Close Grip Curls: What Muscles Do They Work?

Close grip curls primarily target the biceps, with a specific emphasis on the long head, the outer portion of the muscle responsible for the “peak” shape you see when flexing. By narrowing your hand placement to less than shoulder width, you shift the workload compared to a standard curl, increasing the range of motion at the top of the movement and forcing the biceps to work harder through peak contraction.

How Grip Width Changes Bicep Activation

The biceps has two heads: the long head on the outer side of your arm and the short head on the inner side. A close grip positions your hands inside shoulder width, which places more stretch and tension on the long head throughout the curl. This is the head that creates the peaked, rounded look when your arm is flexed from the front.

A wider grip, by contrast, shifts emphasis toward the short head, which adds width to the arm when viewed straight on. Neither grip completely isolates one head over the other, but the shift in emphasis is meaningful over months of training. If your goal is building that visible bicep peak, close grip curls are one of the more direct ways to target it.

Other Muscles Involved

While the biceps do the heavy lifting, your forearm muscles contribute to the movement. The brachialis, a thick muscle that sits underneath the biceps, plays a key role in elbow flexion during any curl variation, though its activation is difficult to measure with standard surface sensors. The brachioradialis, the prominent muscle on the thumb side of your forearm, also assists during the lifting phase. Interestingly, research published in Sports found that brachioradialis activity was actually higher with a fully palms-up (supinated) grip than with a neutral or palms-down grip, which means using a straight bar with a close grip recruits the forearm more than you might expect.

Your core and front shoulders also work as stabilizers, especially during standing variations. They prevent your torso from swaying, though they aren’t primary movers.

Straight Bar vs. EZ Bar for Close Grip Curls

Both bars work, but they hit slightly different areas and feel different on your joints.

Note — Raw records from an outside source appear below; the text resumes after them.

PR #1049, opened 2023-10-31
Miscellaneous Improvements to EVG Config

eramongodb:
## Description

This PR aims to make numerous overdue improvements to the EVG config for the CXX Driver. Verified by [this patch](https://spruce.mongodb.com/version/654140060ae6062e7c4c9754).

Due to volume of diffs, navigating the changes by-commit is recommended.

## EVG Matrix Variants

The "integration task" matrix is currently defined using "matrix variants" (`axis:` + `matrix_*`), which have long since been not actively supported. Per [documentation](https://docs.devprod.prod.corp.mongodb.com/evergreen/Project-Configuration/Project-Configuration-Files/#matrix-variant-definition):

> The matrix syntax is deprecated [...]. **Evergreen is unlikely to do further development on matrix variant definitions.** [...] please do not add new matrix variant definitions.

Instead of using EVG matrix variants, the "integration matrix" variants have been expanded and defined explicitly, identified by the `integration-` prefix in their names. Due to their names being different from the prior config (even though their display names remain unchanged), EVG considers these variants distinct from the prior config and thus does not preserve variant/task history.

YAML "merge keys" (`<<:`) are used to reduce duplication across the "integration tasks" as much as possible. These keys are deliberately limited to the specification of tasks and preserving existing platform-specific behavior. This is part of a greater effort to reduce the complexity of the EVG variant/task definitions by reducing the use of EVG YAML anchors. The only YAML anchors now in use is `mongoc_minimum_required` and `integration_matrix_*`.

These changes also addresses ongoing task failures by resolving CXX-2772 (Ubuntu 18.04 -> Ubuntu 20.04 for 7.0 and Latest ). The "Ubuntu 18.04 Release (MongoDB Latest)" variant is thus obsoleted and removed, reducing the total task count by 8 (235 -> 227). The `lint` task was moved into its own variant.

## YAML Anchors

YAML anchors defined under `variables:` have been almost entirely inlined and moved into related scripts. This is to reduce the complexity of variant/task definitions. These changes include:

- `tar_options`: removed: obsolete (unused?)
- `poly_mnmlstc`: removed: obsolete (unused?)
- `mongoc_version_default`: replaced with `mongoc_version_minimum` (little/no reason for them not to be synced).
- `version_*`: inlined into `mongodb_version:` expansion definitions (no significant benefit to their use).
- `example_projects_*`: inlined into the just 5 variants it is used by (asan/ubsan + experimental std).
- `poly_flags`: inlined into the just 4 variants it is used by (MacOS + experimental std).
- `extra_path`: inlined into the "compile" and "test" task definition (specified by platform detection).
- `*_test_params`: inlined into the "test" task definition (specified by `TEST_WITH_(ASAN|UBSAN|VALGRIND)`).
- `*_cmake_flags`: inlined into the "compile" task definition (specified by platform detection, `TEST_WITH_`, and CMake `generator`).

Therefore, the complexity of specifying CMake configuration and compile flags has been moved into the `compile.sh` and `test.sh` scripts, where Bash arrays can be used to much more easily and readably specify the flags required per task and platform (_especially_ the CC/CXX compile flags).

## Compile and Test

These two EVG functions were occupying a significant portion of the EVG config file. Due to their importance and length, their entire definitions have been moved into the `compile.sh` and `test.sh` scripts. This significantly reduces the size of the EVG config file, offsetting the increased line count due to the integration matrix expansion. This also allows applying tools such as formatting and ShellCheck to the compile and task scripts.

To further facilitate maintainability, rather than dumping all expansions via `add_expansions_to_env`, the specific expansions required by individual functions/scripts are explicitly documented via `include_expansions_in_env:` and `env:`. Although a bit verbose, this should help keep track of what expansions are required by what functions/scripts in the future.

## Miscellaneous

- The `-Wno-aligned-new` flag was dropped due to conflicts with Clang tasks + appearing to cause no trouble for existing tasks (not entirely clear what motivated its addition or if it still applies; can revert if necessary).
- Remove redundant `run_on:` in variant definitions. Moved into task definition if able.
- Although auto-downloaded C Driver's CMake config might find ccache, the CXX Driver's CMake config does not due to variable scoping. The CXX Driver CMake config now opts into use of ccache via the `CMAKE_(C|CXX)_COMPILER_LAUNCHER` environment variables.
- The `compiler` expansion intended to select GCC vs. Clang was completely unused (bug since its introduction?), meaning the Clang-specific tasks were not using Clang at all. The new `cc_compiler` and `cxx_compiler` expansions are used to define `CC` and `CXX` environment variables to direct CMake to use the specified compiler(s), fixing the GCC and Clang tasks. Note: these tasks are moved from Ubuntu 22.04 -> Ubuntu 20.04 due to Ubuntu 22.04 apparently not providing a Clang compiler.
- Move towards using `nproc` and `CMAKE_BUILD_PARALLEL_LEVEL` to enable build parallelism at the CMake level (more consistently and better forwarded to underlying generator without depending on compile flags).
- The distcheck command was not properly selecting the polyfill library consistently with the parent build-and-install routines due to CMake config variables not being forwarded properly in `cmake -P` commands. Additionally, the distcheck commands were unnecessarily specific to the GNU Make generator. The required "polyfill flags" are now properly forwarded, and `cmake --build` is used instead of `make`. These changes now allow the distcheck test to be run on Windows, but this addition was deliberately omitted (see: `_RUN_DISTCHECK` in `compile.sh`) to avoid increasing the already-lengthy run time of Windows tasks.


kevinAlbs (approved):
The removal of most YAML anchors, and movement of scripts from YAML to separate files is a much appreciated simplification.

LGTM with minor suggestions.

.evergreen/compile.sh
```diff
@@ -6,64 +6,243 @@
...
 
 set -o errexit
 set -o pipefail
 
-if [ "$BUILD_TYPE" != "Debug" -a "$BUILD_TYPE" != "Release" ]; then
-    echo "$0: expected BUILD_TYPE environment variable to be set to 'Debug' or 'Release'" >&2
-    exit 1
+: "${branch_name:?}"
+: "${build_type:?}"
+: "${distro_id:?}"
```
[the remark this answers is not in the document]
eramongodb: Required by `find-cmake-latest.sh`. Added a comment to make this indirect requirement clearer.

.evergreen/test.sh
```diff
@@ -0,0 +1,364 @@
...
+
+: "${build_type:?}"
+: "${cse_aws_access_key_id:?}"
+: "${cse_aws_secret_access_key:?}"
+: "${cse_azure_client_id:?}"
+: "${cse_azure_client_secret:?}"
+: "${cse_azure_tenant_id:?}"
+: "${cse_gcp_email:?}"
+: "${cse_gcp_privatekey:?}"
+: "${distro_id:?}"
```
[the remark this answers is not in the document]
eramongodb: Required by `find-cmake-latest.sh`. Added a comment to make this indirect requirement clearer.

eramongodb:
Removed the minimum libmongoc variant. Latest changes verified by [this patch](https://spruce.mongodb.com/version/6543fc799ccd4e4f52fe0689).

cmake/make_dist/MakeDistCheck.cmake
```diff
@@ -36,43 +28,68 @@ function (RUN_DIST_CHECK PACKAGE_PREFIX EXT)
...
    # Run make in the build directory
-   if (DEFINED ENV{DISTCHECK_BUILD_OPTS})
-      set (build_opts $ENV{DISTCHECK_BUILD_OPTS})
-   else ()
-      set (build_opts "-j 8")
-   endif ()
    separate_arguments (build_opts)
    execute_process_and_check_result (
-      COMMAND ${MY_CMAKE_COMMAND} ${MAKE_COMMAND} ${build_opts}
+      COMMAND ${CMAKE_COMMAND} --build .
```
vector-of-bool, line 78:
```suggestion
      COMMAND ${CMAKE_COMMAND} --build . --parallel
```

If `--parallel` is given with no argument value, CMake will infer the parallelism level automatically (may be useful in other contexts, but is a useful shorthand in general).

vector-of-bool (approved):

cmake/make_dist/MakeDistCheck.cmake
eramongodb: Confirming, is inferring parallelism via `--parallel` preferable/different to using the value of the `CMAKE_BUILD_PARALLEL_LEVEL` environment variable (which AFAIK should be visible/inherited by the `execute_process()` commands given the changes in this PR)?

eramongodb: Confirmed: `CMAKE_BUILD_PARALLEL_LEVEL` suffices.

  • Straight bar: Keeps your wrists in full supination (palms completely up), which activates the long head of the biceps more effectively and recruits more overall bicep fibers. The tradeoff is greater wrist and elbow strain, especially as weight increases. If you have any wrist sensitivity, you’ll feel it here.
  • EZ bar: The angled grips allow a more natural wrist position, reducing strain on your wrists and elbows. It shifts slightly more work to the brachialis and brachioradialis, making it a better option for higher volume training or if joint comfort is a priority. EMG research published in PeerJ found the EZ bar produced about 7 to 11 percent more bicep EMG activity than dumbbell curl variants, though the differences weren’t statistically significant.

For pure long head emphasis with a close grip, the straight bar has a slight edge. For comfort and sustainability across multiple sets, the EZ bar is the more practical choice for most people.

Proper Form for Close Grip Curls

Grip the bar with your hands roughly 4 to 6 inches apart, inside shoulder width. Stand with your feet about hip width and a slight bend in your knees. Before you start curling, lock your elbows against your sides. They should stay there for the entire set. Any forward drift lets your front shoulders take over and reduces tension on the biceps.

Curl the weight up in a controlled arc, focusing on squeezing the biceps as you lift. At the top of the movement, pause briefly. This is where the close grip shines: the narrower hand position increases the range of motion at peak contraction, forcing the long head to work through a longer stretch than a standard width curl would. Lower the bar slowly, taking about two seconds on the way down. Rushing the lowering phase wastes roughly half the muscle-building stimulus of each rep.

A common mistake is using too much weight and swinging the bar up with your hips. If your torso rocks forward and back, drop the load. The close grip already increases difficulty by demanding more from the biceps through a longer range of motion, so you’ll typically use 5 to 10 percent less weight than you would on a standard width curl.

Where Close Grip Curls Fit in Your Training

Close grip curls work best as a targeted accessory movement rather than your only bicep exercise. Pair them with a wider grip or hammer curl variation to hit both heads of the biceps and the brachialis more evenly. A solid approach is to use close grip curls for 3 to 4 sets of 8 to 12 reps, placed after your heavier compound pulling work like rows or pull-ups.

Because the long head of the biceps also crosses the shoulder joint, it gets stretched more when your arm is behind your body. Exercises like incline dumbbell curls complement close grip curls well by loading the long head in its lengthened position, while close grip curls challenge it most at the top of the movement. Using both gives the long head stimulus across its full range, which tends to produce better growth over time than relying on a single exercise.